On Feb. 27, the United States had just 15 confirmed cases of COVID-19. Donald Trump was telling Americans the coronavirus was "going to disappear" one day, "like a miracle." But Republican Sen. Richard Burr, in a private meeting with members of an exclusive group, was issuing dire warnings about the emerging pandemic.
"There's one thing that I can tell you about this: It is much more aggressive in its transmission than anything that we have seen in recent history," Burr, chair of the Senate Intelligence Committee, told members of Tar Heel Circle in a secret recording obtained by NPR reporter Tim Mak. "It is probably more akin to the 1918 pandemic," Burr added.
The luncheon, held at the Capitol Hill Club, included a nonpartisan group of dozens of Burr's constituents who pay between $500 and $10,000 to be part of the elite Tar Heel group, which promises them access to powerful leaders in Congress, the executive branch, and the private sector. NPR reports that the companies represented at the luncheon and their political committees "donated more than $100,000 to Burr's election campaign in 2015 and 2016."
At the time, Burr warned the group about sending employees to Europe for business trips that could otherwise be handled remotely. "You may have to look at your employees and judge whether the trip they're making to Europe is essential or whether it can be done on video conference. Why risk it?" Burr said, fully 15 days before the Trump administration issued a travel ban for Europeans and 13 days before the State Department began to issue similar travel guidance.

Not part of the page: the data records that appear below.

PR #722, opened 2026-03-16
fix: data GC never fully removes expired data from disk

### LINKED ISSUE #720: Data garbage collection never fully removes expired data from disk
## Description

Running `swamp data gc` reports expired data entries but never actually reclaims the disk space they occupy. Expired data accumulates on disk permanently because there is no code path that hard-deletes all versions of an expired data entry.

## Steps to Reproduce

1. Create model data with a short duration lifetime (e.g., `1m`)
2. Write several versions to the data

Burr's stark assessment of major disruptions also predated school closures in his state by 16 days. "There will be, I'm sure, times that communities, probably some in North Carolina, have a transmission rate where they say, let's close schools for two weeks, everybody stay home," he said. Burr also mentioned the potential need to mobilize the U.S. military in order to resource the effort to battle the coronavirus.
Yet Burr, who also authored the Pandemic and All-Hazards Preparedness Act, never sounded the alarm bells so loudly in public as he did in that private meeting. In early February, he did co-author an op-ed for Fox News about the federal government's supposed prevention efforts. In early March, he grilled a Centers for Disease Control official on the federal government's dismal efforts to monitor the virus, despite the millions of dollars available through the pandemic preparedness law he authored.
But Burr didn't issue any public warnings that were as direct and ominous as the one he delivered to the select group of wealthy constituents on Feb. 27.
To be clear, people with money—donors to his campaign—got an urgent warning about what was on the horizon while all of Burr's other constituents were basically left in the dark.
How many lives could have been saved if Burr had been more public and forceful about his knowledge? How many other GOP lawmakers also issued private warnings to the wealthy and well-connected while being too fearful of Trump to contradict him publicly?
And how do these Republican lawmakers sleep at night knowing the catastrophic harms they have allowed to unfold before their eyes, under the leadership of a president they explicitly voted to keep in office?